About this same time Bennett, by perverting the doctrine of plural marriage and misusing the prestige of his high Church position, was able to lure some women into immoral conduct. His “spiritual wifery,” as he termed it, was adultery.
Before the true character of John C. Bennett was made apparent, he also engineered a clever plot to assassinate the Prophet and take over the Church. On Saturday, 7 May 1842, a mock battle between the two cohorts, or brigades, of the Nauvoo Legion was arranged. Major General Bennett asked Lieutenant General Joseph Smith to take charge of the first cohort during the contest. When the Prophet declined, Bennett urged him then to take up a station in the rear of the cavalry without his staff during the engagement. This Joseph also declined to do. Instead he chose his own position with his lifeguard, Albert P. Rockwood, by his side. Joseph noted that he sensed through “the gentle breathings of that Spirit” that there was a plot afoot to have him exposed to being slain and that no one would know who the perpetrator was.2
When Bennett’s personal immorality and sinister designs were discovered, he was excommunicated from the Church. He was also cashiered from the legion, forced to resign as mayor, and expelled from the Masonic fraternity. With his reputation in Nauvoo ruined, he bitterly left the city and took up lecturing against the Prophet and the other leaders of the Church. His serialized exposé, appearing in the Sangamo Journal newspaper in Springfield, Illinois, during the summer of 1842, was collected and published a few months later as part of The History of the Saints; or, an Expose of Joe Smith and Mormonism. Bennett claimed that he only became a Mormon to bring to light the alleged illicit conduct of the Prophet.

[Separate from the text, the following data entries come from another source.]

PR #169, opened 2020-04-14
Added mobius inversion

Chillee:
I'm not sure what you meant by this: https://github.com/kth-competitive-programming/kactl/pull/159#discussion_r388126994

I'm not aware of such a version - are you thinking of what he reduced the problem to here? https://codeforces.com/blog/entry/53925

Looks like this: 

image

### DIFF
--- a/content/number-theory/chapter.tex
+++ b/content/number-theory/chapter.tex
@@ -48,3 +48,14 @@
 	$\sum_{d|n} d = O(n \log \log n)$.
 
 	The number of divisors of $n$ is at most around 100 for $n < 5e4$, 500 for $n < 1e7$, 2000 for $n < 1e10$, 200\,000 for $n < 1e19$.
+
+\section{Mobius Function}
+\[
+	\mu(n) = \begin{cases} 0 & n \textrm{ is not square free}\\ 1 & n \textrm{ has even number of prime factors}\\ -1 & n \textrm{ has odd number of prime factors}\\\end{cases}
+\]
+  Mobius Inversion:
+  \[ g(n) = \sum_{d|n} f(d) \Leftrightarrow f(n) = \sum_{d|n} \mu(d)g(n/d) \]
+
+  Other useful formulas/forms:
+  \[ \sum_{d | n} \mu(d) = [ n = 1] \]
+  \[ g(n) = \sum_{n|d} f(d) \Leftrightarrow f(n) = \sum_{n|d} g(d)\mu(d/n)\]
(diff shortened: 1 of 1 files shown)


simonlindholm:
> I'm not sure what you meant by this: #159 (comment)

https://en.wikipedia.org/wiki/M%C3%B6bius_inversion_formula#Generalizations

content/number-theory/chapter.tex
```diff
@@ -48,3 +48,14 @@ \section{Estimates}
...
+\section{Mobius Function}
+\[
+	\mu(n) = \begin{cases} 0 & n \textrm{ is not square free}\\ 1 & n \textrm{ has even number of prime factors}\\ -1 & n \textrm{ has odd number of prime factors}\\\end{cases}
+\]
+  Mobius Inversion:
+  \[ g(n) = \sum_{d|n} f(d) \Leftrightarrow f(n) = \sum_{d|n} \mu(d)g(n/d) \]
+
+  Other useful formulas/forms:
+  \[ \sum_{d | n} \mu(d) = [ n = 1] \]
+  \[ g(n) = \sum_{n|d} f(d) \Leftrightarrow f(n) = \sum_{n|d} g(d)\mu(d/n)\]
```
simonlindholm, line 61: `g(n) = \sum_{n|d} f(d)` seems to be a sum over infinitely many d?

Chillee: https://math.stackexchange.com/questions/1965342/does-the-mobius-inversion-theorem-hold-when-sum-function-is-over-multiples-inste

and

https://codeforces.com/blog/entry/59962?#comment-475400

It's possible if `f(d) = 0` for some high enough d.

Chillee:
Added the floor formula. Also switched to `$` instead of `\[` since it took up a lot of space. I don't know if there's a better way to do it.

Current:

image

Originally:

image

content/number-theory/chapter.tex
simonlindholm: Oh, I see. I wonder if it's worth a comment, but not obvious what would fit. "(if convergent)" maybe

content/number-theory/chapter.tex
```diff
@@ -48,3 +48,17 @@ \section{Estimates}
...
+
+\section{Mobius Function}
+\[
+	\mu(n) = \begin{cases} 0 & n \textrm{ is not square free}\\ 1 & n \textrm{ has even number of prime factors}\\ -1 & n \textrm{ has odd number of prime factors}\\\end{cases}
+\]
+  Mobius Inversion:
+  \[ g(n) = \sum_{d|n} f(d) \Leftrightarrow f(n) = \sum_{d|n} \mu(d)g(n/d) \]
+  Other useful formulas/forms:
+
+  $ \sum_{d | n} \mu(d) = [ n = 1] $ (very useful)
```
simonlindholm, line 60: remove this comment since it line-wraps, I guess

Issue #116, opened 2019-05-11
Candidates for removal


Chillee:
Since with the new additions in PR we're running fairly close to the page limit, I thought it'd be a good idea to keep a running list of what might be removable.

SubMatrix.h (13 lines)- Pretty trivial to re-implement from scratch.
Matrix.h (26 line)- Also pretty trivial to re-implement. It isn't used elsewhere either.
FenwickTree.h (22 lines) - I personally find 1d fenwick trees to be nearly completely useless - especially since we have the bottom-up segtree that runs nearly as fast as the fenwick tree.
Bellman Ford (12 line)/Floyd Warshall (12 lines) - Also pretty trivial

simonlindholm:
> I personally find 1d fenwick trees to be nearly completely useless - especially since we have the bottom-up segtree that runs nearly as fast as the fenwick tree.

How large is the perf difference? Also, we should probably add some code to segtree in this case to support lower_bound.

Also, perhaps:
* [ ] line-hull intersection
* [ ] global min cut
* [ ] TopoSort
* [ ] binomialModPrime should be just a description
* [ ] HillClimbing
* [ ] Polynomial

On the topic of shorting we could also decrease the font size for surrounding .tex code -- the algorithms are currently of rather smaller size than the math, while being used far more frequently.

General purpose numbers and Probability distributions don't really pull their weight. They could be made shorter by using tables, I guess.

Chillee:
Well, nearly as fast is a bit of an exaggeration - it's a 55% difference.

simonlindholm:
> On the topic of shorting we could also decrease the font size for surrounding .tex code -- the algorithms are currently of rather smaller size than the math, while being used far more frequently.

Done in 3ad3b65505e1d1707a66255575757c2692149abd. (Won two whole columns; we're currently at 23.666 pages)

Chillee:
Let's include some of the stuff we're not currently including then :)

Currently these are the files excluded:
```
./content/numerical/MatrixInverse-mod.h
./content/various/FastInput.h
./content/tex/preprocessor.py
./content/graph/Dinic.h
./content/graph/GomoryHu.h
./content/strings/Hashing-codeforces.h
./content/geometry/CirclePolygonIntersection.h
./content/geometry/PolygonUnion.h
./content/geometry/ManhattanMST.h
./content/geometry/LineProjectionReflection.h
./content/geometry/DelaunayTriangulation.h
./content/geometry/CircleLine.h
```

[...]

PR #170, opened 2020-04-14
Moved binomialmodprime to description

Chillee:
In accordance with https://github.com/kth-competitive-programming/kactl/issues/116#issuecomment-491495055, I moved `binomialmodprime` to description.

I also don't see why we have multinomial? If you have the equation it seems fairly trivial to implement, unless I'm missing something.


simonlindholm:
> If you have the equation it seems fairly trivial to implement, unless I'm missing something.

Overflows makes it a bit tricky. I'd prefer to keep it, it's short anyway.

PR #171, opened 2020-04-14
[Speculative] Tried replacing phiFunction with linear sieve that can calculate mobius as well.

Chillee:
Not sure I like it. There might be other better/more general ways of calculating multiplicative functions. On the other hand, if we're including mobius inversion I think it makes sense to have a way of calculating the mobius function.

### DIFF
--- a/content/number-theory/phiFunction.h
+++ b/content/number-theory/phiFunction.h
@@ -1,27 +1,29 @@
 /**
- * Author: Håkan Terelius
- * Date: 2009-09-25
+ * Author:
+ * Date:
  * License: CC0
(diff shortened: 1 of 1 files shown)


simonlindholm:
Seems kinda non-obvious how to change. I think a useful primitive might be a sieve that computes the smallest (or largest) prime that divides every number. Then it would be easy to compute phi:
```cpp
rep(a,2,n) {
  int p = smallestPrimeDivisor[a], b = a / p;
  phi[a] = phi[b] * (p - (smallestPrimeDivisor[b] != p));
}
```
This may be too easy to code by hand to be worth including though.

Bennett also stimulated anti-Mormon feelings among the Masons in Illinois. As early as October 1841 some Masons who were members of the Church obtained permission to initiate a Masonic lodge in Nauvoo. Joseph Smith could see advantages in belonging to this fraternal order. Presumably it was felt that other Masons in the state and nation, many of whom held prominent positions, would look more kindly upon the Church. Joseph Smith and many others in Nauvoo were formally introduced into the order in March 1842. Unaware that John C. Bennett had been expelled from an Ohio Masonic order for misconduct, Masons in Nauvoo elected him secretary of their lodge.
When he left Nauvoo, Bennett visited Masons in Hannibal, Missouri, who were also unaware that he had been expelled from the fraternity. He accused the leadership of the predominantly Mormon lodges in and around Nauvoo of violating Masonic procedure, keeping a false set of books, and doing other improper things. These accusations were passed on to the Illinois grand lodge, which launched a two-year investigation. Consequently, many Illinois Masons believed Bennett’s false charges.
Political Complications
During John C. Bennett’s mercurial rise and fall in Nauvoo, political rivalries were developing between the Latter-day Saints and their neighbors in western Illinois. These difficulties stemmed from volatile frontier politics, where interparty opposition was intense and feelings were easily inflamed. The problem was intensified because Democrats and Whigs were nearly equal in Illinois. The Democrats took control of the state government in 1838, but the Whigs had retained a narrow edge in western Illinois when the Saints began to arrive in 1839. Both political parties hoped that the new citizens might help their cause.3
In Hancock County, however, feelings soon polarized over the rapid growth of Nauvoo and other Mormon communities. The citizens of Warsaw, seventeen miles south of Nauvoo, became anxious and jealous over the growing economic, political, and religious dominance of the Mormon city. It was in Warsaw and in Carthage, the Hancock County seat seventeen miles east of Nauvoo, that the anti-Mormon feelings first began to coalesce in Illinois.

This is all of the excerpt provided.